PR #3458, opened 2024-10-10
Add Etna P-chain metrics

StephenButtolph:
## Why this should be merged

Adds useful metrics:
```
# HELP avalanche_platformvm_gas_consumed Cumulative amount of gas consumed by transactions
# TYPE avalanche_platformvm_gas_consumed counter
avalanche_platformvm_gas_consumed{chain="P"} 482042
# HELP avalanche_platformvm_gas_capacity Minimum amount of gas that can be consumed in the next block
# TYPE avalanche_platformvm_gas_capacity gauge
avalanche_platformvm_gas_capacity{chain="P"} 999333
# HELP avalanche_platformvm_active_sovs Number of active Subnet only Validators
# TYPE avalanche_platformvm_active_sovs gauge
avalanche_platformvm_active_sovs{chain="P"} 9
# HELP avalanche_platformvm_excess Excess usage of a resource over the target usage
# TYPE avalanche_platformvm_excess gauge
avalanche_platformvm_excess{chain="P",resource="gas"} 667
avalanche_platformvm_excess{chain="P",resource="validators"} 0
# HELP avalanche_platformvm_price Price (in nAVAX) of a resource
# TYPE avalanche_platformvm_price gauge
avalanche_platformvm_price{chain="P",resource="gas"} 1
avalanche_platformvm_price{chain="P",resource="validators"} 1
```

## How this works

Adds a `metrics.Block` that is passed into `metrics.Metrics#MarkAccepted` which includes useful information related to the Etna state.

## How this was tested

- [X] Ran node on the devnet and metrics are exposed as expected.


vms/platformvm/metrics/metrics.go
```diff
@@ -106,19 +169,36 @@ type metrics struct {
...
 	validatorSetsCreated    prometheus.Counter
 	validatorSetsHeightDiff prometheus.Gauge
 	validatorSetsDuration   prometheus.Gauge
 }
 
-func (m *metrics) MarkAccepted(b block.Block) error {
-	return b.Visit(m.blockMetrics)
+func (m *metrics) MarkAccepted(b Block) error {
+	m.gasConsumed.Add(float64(b.GasConsumed))
+	m.gasCapacity.Add(float64(b.GasState.Capacity))
```
StephenButtolph, line 193:
```suggestion
	m.gasCapacity.Set(float64(b.GasState.Capacity))
```

vms/platformvm/block/executor/acceptor_test.go
```diff
@@ -113,12 +113,6 @@ func TestAcceptorVisitAtomicBlock(t *testing.T) {
 	)
 	require.NoError(err)
 
-	// Set expected calls on the state.
-	// We should error after [commonAccept] is called.
-	s.EXPECT().SetLastAccepted(blk.ID()).Times(1)
-	s.EXPECT().SetHeight(blk.Height()).Times(1)
-	s.EXPECT().AddStatelessBlock(blk).Times(1)
```
darioush, line 120: assuming these changes are only relevant in the error case, therefore the behavior does not change overall

darioush (approved):

vms/platformvm/block/executor/acceptor_test.go
StephenButtolph: Yeah, this test is now failing sooner than it was before, so we are no longer expecting to hit these calls in this case.

These calls still exist in the happy path where the block acceptance succeeds.

PR #3459, opened 2024-10-10
[ACP 151] Use current block's P-Chain height as context for verifying state of the inner block

iansuvak:
## Why this should be merged
Implements [ACP 151](https://github.com/avalanche-foundation/ACPs/pull/151) to improve UX of PChain and L1 interop for flows defined in ACP-77.

## How this works

Passes in current block's P-Chain height into `block.Context`'s `PChainHeight` field instead of the parent if Etna is activated. 

## How this was tested
Existing test mock expect was updated to reflect new behavior and a new test case for Pre-Etna behavior on the build side was added.

TODO: add testing for pre-etna verify


StephenButtolph (approved):

michaelkaplan13 (approved):
👍 LGTM.

We should link this PR as the reference implementation in the ACP and mark it as implementable also.

PR #3460, opened 2024-10-10
Evict recentlyAccepted blocks based on wall-clock time 

iansuvak:
## Why this should be merged

In combination with [ACP-115](https://github.com/avalanche-foundation/ACPs/pull/151) this would remove requirements for issuing dummy transaction on P-Chain for ACP-77 flows on networks that don't have frequent P-Chain block production like Fuji and Devnet. 

## How this works

Changes `RWLock` to `Lock` and evicts nodes based on wall-clock time on all operations. 
The `Window` is used here in [validators.Manager](https://github.com/ava-labs/avalanchego/blob/use-current-block-height/vms/platformvm/validators/manager.go#L131) and the change affects the output of `Manager.GetMinimumHeight`

## How this was tested
Modified existing test cases from negative to positive cases since the behavior of the window is changing here.


utils/window/window_test.go
```diff
@@ -275,3 +277,65 @@ func TestMinCapacity(t *testing.T) {
...
 }
+
+// Tests timed eviction of elements using [EvictEvery] method
+func TestEvictEvery(t *testing.T) {
+	require := require.New(t)
+
+	clock := &mockable.Clock{}
+	// Using sync clock for this test to avoid race conditions
+	// with the eviction goroutine
+	clock.Sync()
```
iansuvak, line 288: I assume we don't want to add locks to the clock since it's used everywhere.
To pass the data race detection we might be able to use atomics to store `clock.faked` and `clock.time` if we changed clock.time to stare `int64` unix representation instead of `time.Time`

This is a hack since changing two values is not atomic but these are only ever set for testing purposes when mocking the clock and would replace some sleeps in this test with `clock.Set` although we would still need to sleep for at least `2 *testEvictFrequency` in between expected evictions.

utils/window/window.go
```diff
@@ -95,18 +97,31 @@ func (w *window[T]) Length() int {
...
+		select {
+		case <-ticker.C:
+			w.lock.Lock()
+			w.removeStaleNodes()
+			w.lock.Unlock()
+		case <-ctx.Done():
+			return
+		}
+	}
+}
```
StephenButtolph, line 114: Thoughts on just using a `Mutex` rather than a `RWMutex` and then calling `removeStaleNodes` at the start of every function invocation - rather than adding this periodic polling?

iansuvak: Thanks -- that's way better.

StephenButtolph (approved):

joshua-kim (approved):

ceyonur (approved):

PR #3465, opened 2024-10-11
[tmpnet] Add --start-network to support hypersdk MODE=run

marun:
## Why this should be merged

Hypersdk tooling has long supported supplying `MODE=run` to its `run.sh` script to start a network and leave it running without executing any tests. When hypersdk switched to tmpnet, the run script was updated to specify `--reuse-network` and run a trivial test, but the use of `--reuse-network` risks confusion if a user expects the resulting network to reflect the latest binary state. Adding explicit support for always starting a new network avoids this risk. 

## How this works

- Add new flag `--start-network` to the tmpnet env flags
- If the flag is provided, start a new network, avoid stopping it on cleanup, and exit before running any tests

## How this was tested

CI for regression, locally to check that a new network was started and stayed running

### DIFF
--- a/tests/fixture/e2e/env.go
+++ b/tests/fixture/e2e/env.go
@@ -135,6 +135,7 @@ func NewTestEnvironment(tc tests.TestContext, flagVars *FlagVars, desiredNetwork
 			flagVars.AvalancheGoExecPath(),
 			flagVars.PluginDir(),
 			flagVars.NetworkShutdownDelay(),
+			flagVars.StartNetwork(),
 			flagVars.ReuseNetwork(),
 		)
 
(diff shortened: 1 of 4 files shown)


tests/fixture/e2e/env.go
```diff
@@ -158,6 +159,10 @@ func NewTestEnvironment(tc tests.TestContext, flagVars *FlagVars, desiredNetwork
 		}, DefaultTimeout, DefaultPollingInterval, "failed to see all chains bootstrap before timeout")
 	}
 
+	if flagVars.StartNetwork() {
+		os.Exit(0)
+	}
```
aaronbuchwald, line 164: Ah so this prevents any tests from running even if starting with ginkgo by using `os.Exit(0)` directly

This should be much better than our previous way of using `ginkgo.focus` to run a single test (simple ping)

aaronbuchwald (approved):
LGTM

yacovm (approved):

PR #3474, opened 2024-10-15
cache signatures only in acp118 handler

ceyonur:
## Why this should be merged

Cache might be needed to shared with other components. Currently we cache whole proto signature response, a plain signature caching can be more straightforward to be returned from shared cache for other components.  

For instance Subnet-EVM can use this signature cache in API calls and in legacy p2p handler. 

## How this works

Caches and returns direct signature bytes rather than proto `SignatureResponse` 

## How this was tested

Added UT


network/p2p/acp118/handler_test.go
```diff
@@ -125,6 +125,13 @@ func TestHandler(t *testing.T) {
 				require.NoError(err)
 
 				require.True(bls.Verify(pk, signature, request.Message))
+
+				if tt.cacher.Len() > 0 {
+					// Ensure the cache is populated with correct signature
+					sig, ok := tt.cacher.Get(unsignedMessage.ID())
+					require.True(ok)
+					require.Equal(sig, response.Signature)
+				}
```
StephenButtolph, line 134: Rather than checking the length (which seems fairly fragile) we should just assert that the signature is as expected if the cacher returns the signature.

network/p2p/acp118/handler.go
```diff
@@ -100,6 +100,11 @@ func (h *Handler) AppRequest(
 		}
 	}
 
+	h.signatureCache.Put(msgID, signature)
+	return responseBytesFromSignature(signature)
+}
+
+func responseBytesFromSignature(signature []byte) ([]byte, *common.AppError) {
```
StephenButtolph, line 107:
```suggestion
func signatureToResponse(signature []byte) ([]byte, *common.AppError) {
```

ceyonur: done

network/p2p/acp118/handler_test.go
ceyonur: done

StephenButtolph (approved):

PR #3476, opened 2024-10-16
Add request to update `releases.md` in PR template

ceyonur:
## Why this should be merged

Updating Release notes for every PR can be easier to capture context, reduces the risk of forgetting things and can be easier than documenting all changes just before the release.   

## How this works

adds a reminder to pull request template

## How this was tested

No need


yacovm (approved):

RELEASES.md
```diff
@@ -1,5 +1,11 @@
 # Release Notes
 
+## [v1.11.12](https://github.com/ava-labs/avalanchego/releases/tag/v1.11.21)
+
+## Misc
+
+- Added reminder for documenting RELEASE.md in the pull request template
+
```
StephenButtolph, line 8: `v1.11.12` has already been released. Also we typically don't include non-user facing things into the release notes.

ceyonur: I added this to present an example

StephenButtolph (approved):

——————

YOUR INSTRUCTIONS >>
Across the data, pull every line containing the string "which".

EXERCISE SOLUTION >>
Adds a `metrics.Block` that is passed into `metrics.Metrics#MarkAccepted` which includes useful information related to the Etna state.
StephenButtolph, line 134: Rather than checking the length (which seems fairly fragile) we should just assert that the signature is as expected if the cacher returns the signature.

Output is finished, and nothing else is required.